=== Problem statement ===
In the entries below, find the line with "Bug 1273036 - Strange" and the line with "There is probably". Reproduce those two lines and every line between them exactly, and nothing more.

*** Opening of Exercise data ***

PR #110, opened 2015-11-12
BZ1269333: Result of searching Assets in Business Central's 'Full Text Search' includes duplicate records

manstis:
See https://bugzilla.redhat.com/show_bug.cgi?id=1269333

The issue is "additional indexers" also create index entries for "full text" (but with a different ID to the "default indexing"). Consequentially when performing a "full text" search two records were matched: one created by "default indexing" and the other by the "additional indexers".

*** Close of Exercise data ***
*** Opening of Exercise data ***

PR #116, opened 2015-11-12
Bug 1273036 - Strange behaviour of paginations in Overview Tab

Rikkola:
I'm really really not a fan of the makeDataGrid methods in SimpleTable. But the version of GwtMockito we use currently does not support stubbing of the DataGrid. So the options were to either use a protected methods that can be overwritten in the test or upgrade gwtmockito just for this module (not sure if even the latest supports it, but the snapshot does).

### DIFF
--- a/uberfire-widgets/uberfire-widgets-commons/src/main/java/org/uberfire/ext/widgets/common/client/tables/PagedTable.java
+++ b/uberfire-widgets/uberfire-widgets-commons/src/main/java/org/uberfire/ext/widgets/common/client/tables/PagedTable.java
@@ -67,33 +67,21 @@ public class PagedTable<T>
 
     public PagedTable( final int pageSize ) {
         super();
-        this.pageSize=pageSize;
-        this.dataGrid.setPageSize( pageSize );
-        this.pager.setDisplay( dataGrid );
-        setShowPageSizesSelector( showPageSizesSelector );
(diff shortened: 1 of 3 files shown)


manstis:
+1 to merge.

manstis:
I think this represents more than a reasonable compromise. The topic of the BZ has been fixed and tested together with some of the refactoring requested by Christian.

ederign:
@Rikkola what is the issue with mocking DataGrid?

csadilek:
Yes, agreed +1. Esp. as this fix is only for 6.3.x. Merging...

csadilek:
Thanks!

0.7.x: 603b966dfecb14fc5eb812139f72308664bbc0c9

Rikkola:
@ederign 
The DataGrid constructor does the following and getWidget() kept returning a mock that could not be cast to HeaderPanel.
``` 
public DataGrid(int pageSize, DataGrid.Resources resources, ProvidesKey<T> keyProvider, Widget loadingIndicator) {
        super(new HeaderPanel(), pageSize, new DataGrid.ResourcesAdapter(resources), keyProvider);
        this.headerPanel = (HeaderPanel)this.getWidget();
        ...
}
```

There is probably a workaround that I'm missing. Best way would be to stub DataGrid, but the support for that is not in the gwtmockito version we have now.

*** Close of Exercise data ***

=== Result of the task ===
Bug 1273036 - Strange behaviour of paginations in Overview Tab

Rikkola:
I'm really really not a fan of the makeDataGrid methods in SimpleTable. But the version of GwtMockito we use currently does not support stubbing of the DataGrid. So the options were to either use a protected methods that can be overwritten in the test or upgrade gwtmockito just for this module (not sure if even the latest supports it, but the snapshot does).

### DIFF
--- a/uberfire-widgets/uberfire-widgets-commons/src/main/java/org/uberfire/ext/widgets/common/client/tables/PagedTable.java
+++ b/uberfire-widgets/uberfire-widgets-commons/src/main/java/org/uberfire/ext/widgets/common/client/tables/PagedTable.java
@@ -67,33 +67,21 @@ public class PagedTable<T>
 
     public PagedTable( final int pageSize ) {
         super();
-        this.pageSize=pageSize;
-        this.dataGrid.setPageSize( pageSize );
-        this.pager.setDisplay( dataGrid );
-        setShowPageSizesSelector( showPageSizesSelector );
(diff shortened: 1 of 3 files shown)


manstis:
+1 to merge.

manstis:
I think this represents more than a reasonable compromise. The topic of the BZ has been fixed and tested together with some of the refactoring requested by Christian.

ederign:
@Rikkola what is the issue with mocking DataGrid?

csadilek:
Yes, agreed +1. Esp. as this fix is only for 6.3.x. Merging...

csadilek:
Thanks!

0.7.x: 603b966dfecb14fc5eb812139f72308664bbc0c9

Rikkola:
@ederign 
The DataGrid constructor does the following and getWidget() kept returning a mock that could not be cast to HeaderPanel.
``` 
public DataGrid(int pageSize, DataGrid.Resources resources, ProvidesKey<T> keyProvider, Widget loadingIndicator) {
        super(new HeaderPanel(), pageSize, new DataGrid.ResourcesAdapter(resources), keyProvider);
        this.headerPanel = (HeaderPanel)this.getWidget();
        ...
}
```

There is probably a workaround that I'm missing. Best way would be to stub DataGrid, but the support for that is not in the gwtmockito version we have now.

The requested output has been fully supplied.